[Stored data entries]
PR #122, opened 2021-11-08
Fix chart range bug of non-HC anomaly and feature charts

### LINKED ISSUE #121: [BUG] Anomaly overview chart shows wrong range on time axis
Start a new single-entity detector with 1 minute interval, wait for 3 minutes, then check realtime results page for last 24 hours. The time axis range doesn't show last 24 hours, it just shows last 3 minutes
Screen Shot 2021-11-07 at 8 18 44 PM

ohltyler:

### Description

Fixes a bug in the non-high-cardinality scenario where anomaly and feature charts were showing the explicit range based on the timestamps of anomaly results found in the parent date range, rather than showing the static date range itself. (see #121 for details/screenshots).

This fixes that bug by 2 main changes:
1. Explicitly setting the range of `x` values for the chart via `xDomain` chart prop for both anomaly details and feature charts
2. Splitting up the logic for HC and non-HC results, when the zoom range is changed. For example, in the non-HC scenario, if the zoom range is changed, we want to update the parent date range (as shown in the date range picker). In the HC scenario, we only want to change the range shown on the child charts, and not on the parent date range (if we change the parent date range here, then any selected heatmap cell would be de-selected, and the entire heatmap would be re-generated based on the new date range, which we don't want).

Confirmed everything works as expected for non-HC, single-HC, and multi-HC, for both RT and historical results.

### Issues Resolved

Closes #121 

### Check List

### DIFF
--- a/public/pages/AnomalyCharts/containers/AnomalyDetailsChart.tsx
+++ b/public/pages/AnomalyCharts/containers/AnomalyDetailsChart.tsx
@@ -304,11 +304,18 @@ export const AnomalyDetailsChart = React.memo(
     }, [props.anomalies, zoomRange, aggregatedAnomalies, selectedAggId]);
 
     const handleZoomRangeChange = (start: number, end: number) => {
-      setZoomRange({
-        startDate: start,
-        endDate: end,
-      });
-      props.onZoomRangeChange(start, end);
+      // In the HC scenario, we only want to change the local zoom range.
+      // We don't want to change the overall date range, since that would auto-de-select
+      // any selected heatmap cell, and re-fetch results based on the new date range
+      if (props.isHCDetector) {
+        setZoomRange({
+          startDate: start,
+          endDate: end,
+        });
+        props.onZoomRangeChange(start, end);
+      } else {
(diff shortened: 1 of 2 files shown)


public/pages/AnomalyCharts/containers/AnomalyDetailsChart.tsx
```diff
@@ -505,14 +512,22 @@ export const AnomalyDetailsChart = React.memo(
...
                       );
                       handleZoomRangeChange(start, end);
                       if (props.onDatePickerRangeChange) {
                         props.onDatePickerRangeChange(start, end);
                       }
                     }}
                     theme={ANOMALY_CHART_THEME}
+                    xDomain={
+                      showAggregateResults
+                        ? undefined
```
ohltyler, line 525: an error will be thrown if we set an `xDomain` in the aggregate anomalies case, since the scale type (see lines 633-635) won't work properly in the `ScaleType.Ordinal` type

ylwu-amzn (approved):

amitgalitz (approved):

PR #126, opened 2021-11-09
search only custom result index on detector detail page

ylwu-amzn:
Signed-off-by: Yaliang Wu <ylwu@amazon.com>

### Description

Only query custom result index for detector detail page. Query both default and custom AD result index on dashboard and detector list page.

### Check List

  - [ ] All tests pass

### DIFF
--- a/public/pages/AnomalyCharts/containers/AnomalyDetailsChart.tsx
+++ b/public/pages/AnomalyCharts/containers/AnomalyDetailsChart.tsx
@@ -168,7 +168,7 @@ export const AnomalyDetailsChart = React.memo(
         zoomRange.endDate,
         taskId
       );
-      dispatch(searchResults(anomalyDataRangeQuery, resultIndex))
+      dispatch(searchResults(anomalyDataRangeQuery, resultIndex, true))
         .then((response: any) => {
           // Only retrieve buckets that are in the anomaly results range. This is so
           // we don't show aggregate results for where there is no data at all
@@ -187,7 +187,7 @@ export const AnomalyDetailsChart = React.memo(
             taskId,
             selectedAggId
           );
-          dispatch(searchResults(historicalAggQuery, resultIndex))
+          dispatch(searchResults(historicalAggQuery, resultIndex, true))
             .then((response: any) => {
               const aggregatedAnomalies = parseHistoricalAggregatedAnomalies(
                 response,
@@ -223,7 +223,7 @@ export const AnomalyDetailsChart = React.memo(
           zoomRange.endDate,
           taskId
         );
-        dispatch(searchResults(anomalyDataRangeQuery, resultIndex))
+        dispatch(searchResults(anomalyDataRangeQuery, resultIndex, true))
           .then((response: any) => {
             const dataStartDate = get(
               response,
--- a/public/pages/Dashboard/Components/AnomaliesDistribution.tsx
+++ b/public/pages/Dashboard/Components/AnomaliesDistribution.tsx
@@ -70,7 +70,8 @@ export const AnomaliesDistributionChart = (
         dispatch,
         0,
         false,
-        ALL_CUSTOM_AD_RESULT_INDICES
+        ALL_CUSTOM_AD_RESULT_INDICES,
+        false
       );
     setAnomalyDistribution(distributionResult);
 
--- a/public/pages/Dashboard/Components/AnomaliesLiveChart.tsx
+++ b/public/pages/Dashboard/Components/AnomaliesLiveChart.tsx
@@ -101,7 +101,8 @@ export const AnomaliesLiveChart = (props: AnomaliesLiveChartProps) => {
         -1,
         1,
         true,
-        ALL_CUSTOM_AD_RESULT_INDICES
+        ALL_CUSTOM_AD_RESULT_INDICES,
+        false
       );
     } catch (err) {
       console.log(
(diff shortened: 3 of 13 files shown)


ohltyler:
So looks like this adds a param to the following redux functions:
`getDetectorResults()`
`searchResults()`
`getDetectorLiveResults()`

which ends up making calls to the following server-side functions:
`searchResults()`
`getDetectors()` (which sets the new param as `false` to guarantee results for all detectors)
`getAnomalyResults()`

Any reason why the logic for determining whether `onlyQueryCustomResultIndex` should be `true/false` can't be determined within the server-side functions alone? From my understanding, on client-side, passing `resultIndex = ALL_CUSTOM_AD_RESULT_INDICES` always corresponds to `onlyQueryCustomResultIndex = false`, and vice versa. So couldn't the server-side functions determine `onlyQueryCustomResultIndex` by checking the value of `resultIndex.startsWith(CUSTOM_AD_RESULT_INDEX_PREFIX)`? Seems this could minimize the overall code changes, and not add any extra params which have to be passed from client-side -> server-side

amitgalitz:
Is this change only for detectors that themselves have a custom result index? Not across the board for every detector detail page right?

ylwu-amzn:
> So looks like this adds a param to the following redux functions: `getDetectorResults()` `searchResults()` `getDetectorLiveResults()`
> 
> which ends up making calls to the following server-side functions: `searchResults()` `getDetectors()` (which sets the new param as `false` to guarantee results for all detectors) `getAnomalyResults()`
> 
> Any reason why the logic for determining whether `onlyQueryCustomResultIndex` should be `true/false` can't be determined within the server-side functions alone? From my understanding, on client-side, passing `resultIndex = ALL_CUSTOM_AD_RESULT_INDICES` always corresponds to `onlyQueryCustomResultIndex = false`, and vice versa. So couldn't the server-side functions determine `onlyQueryCustomResultIndex` by checking the value of `resultIndex.startsWith(CUSTOM_AD_RESULT_INDEX_PREFIX)`? Seems this could minimize the overall code changes, and not add any extra params which have to be passed from client-side -> server-side

Yeah, we can do that. Here I expose the parameter to make it more flexible for client side. If we want to query only `ALL_CUSTOM_AD_RESULT_INDICES` in future like showing how many anomalies in custom result indices, we can just pass `true` to server-side function. And this also reminds other engineers who don't know the backend implementation details that they should consider whether just query custom result index is enough.

ylwu-amzn:
> Is this change only for detectors that themselves have a custom result index? Not across the board for every detector detail page right?

Yes, if detector is not using custom result index, we just query default result index. This change is mainly to improve performance for detector using custom result index by not querying default result index.

ohltyler:
> > So looks like this adds a param to the following redux functions: `getDetectorResults()` `searchResults()` `getDetectorLiveResults()`
> > which ends up making calls to the following server-side functions: `searchResults()` `getDetectors()` (which sets the new param as `false` to guarantee results for all detectors) `getAnomalyResults()`
> > Any reason why the logic for determining whether `onlyQueryCustomResultIndex` should be `true/false` can't be determined within the server-side functions alone? From my understanding, on client-side, passing `resultIndex = ALL_CUSTOM_AD_RESULT_INDICES` always corresponds to `onlyQueryCustomResultIndex = false`, and vice versa. So couldn't the server-side functions determine `onlyQueryCustomResultIndex` by checking the value of `resultIndex.startsWith(CUSTOM_AD_RESULT_INDEX_PREFIX)`? Seems this could minimize the overall code changes, and not add any extra params which have to be passed from client-side -> server-side
> 
> Yeah, we can do that. Here I expose the parameter to make it more flexible for client side. If we want to query only `ALL_CUSTOM_AD_RESULT_INDICES` in future like showing how many anomalies in custom result indices, we can just pass `true` to server-side function. And this also reminds other engineers who don't know the backend implementation details that they should consider whether just query custom result index is enough.

Got it, yeah I'm ok with this since it does add more flexibility, and easier to change in the future. Just hesitant to add more parameters since some components already have such a long list, and overall prefer to abstract out the details to be determined on server-side and/or downstream functions if possible.

Can you confirm the functionality is working fine for non-custom and custom detectors? If so I'm ok to approve.

ylwu-amzn:
> > > So looks like this adds a param to the following redux functions: `getDetectorResults()` `searchResults()` `getDetectorLiveResults()`
> > > which ends up making calls to the following server-side functions: `searchResults()` `getDetectors()` (which sets the new param as `false` to guarantee results for all detectors) `getAnomalyResults()`
> > > Any reason why the logic for determining whether `onlyQueryCustomResultIndex` should be `true/false` can't be determined within the server-side functions alone? From my understanding, on client-side, passing `resultIndex = ALL_CUSTOM_AD_RESULT_INDICES` always corresponds to `onlyQueryCustomResultIndex = false`, and vice versa. So couldn't the server-side functions determine `onlyQueryCustomResultIndex` by checking the value of `resultIndex.startsWith(CUSTOM_AD_RESULT_INDEX_PREFIX)`? Seems this could minimize the overall code changes, and not add any extra params which have to be passed from client-side -> server-side
> > 
> > 
> > Yeah, we can do that. Here I expose the parameter to make it more flexible for client side. If we want to query only `ALL_CUSTOM_AD_RESULT_INDICES` in future like showing how many anomalies in custom result indices, we can just pass `true` to server-side function. And this also reminds other engineers who don't know the backend implementation details that they should consider whether just query custom result index is enough.
> 
> Got it, yeah I'm ok with this since it does add more flexibility, and easier to change in the future. Just hesitant to add more parameters since some components already have such a long list, and overall prefer to abstract out the details to be determined on server-side and/or downstream functions if possible.
> 
> Can you confirm the functionality is working fine for non-custom and custom detectors? If so I'm ok to approve.

Yeah, I have deployed this PR to our test cluster. All detectors look good.

ohltyler (approved):
LGTM, thanks for the change!

amitgalitz (approved):
LGTM, spent some time understanding change and Tyler's questions/comments above helped a lot. Thanks for adding this!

[Aim of the task] Check every line of the entries above, and copy those that carry the string "axis".

[Task result]
### LINKED ISSUE #121: [BUG] Anomaly overview chart shows wrong range on time axis
Start a new single-entity detector with 1 minute interval, wait for 3 minutes, then check realtime results page for last 24 hours. The time axis range doesn't show last 24 hours, it just shows last 3 minutes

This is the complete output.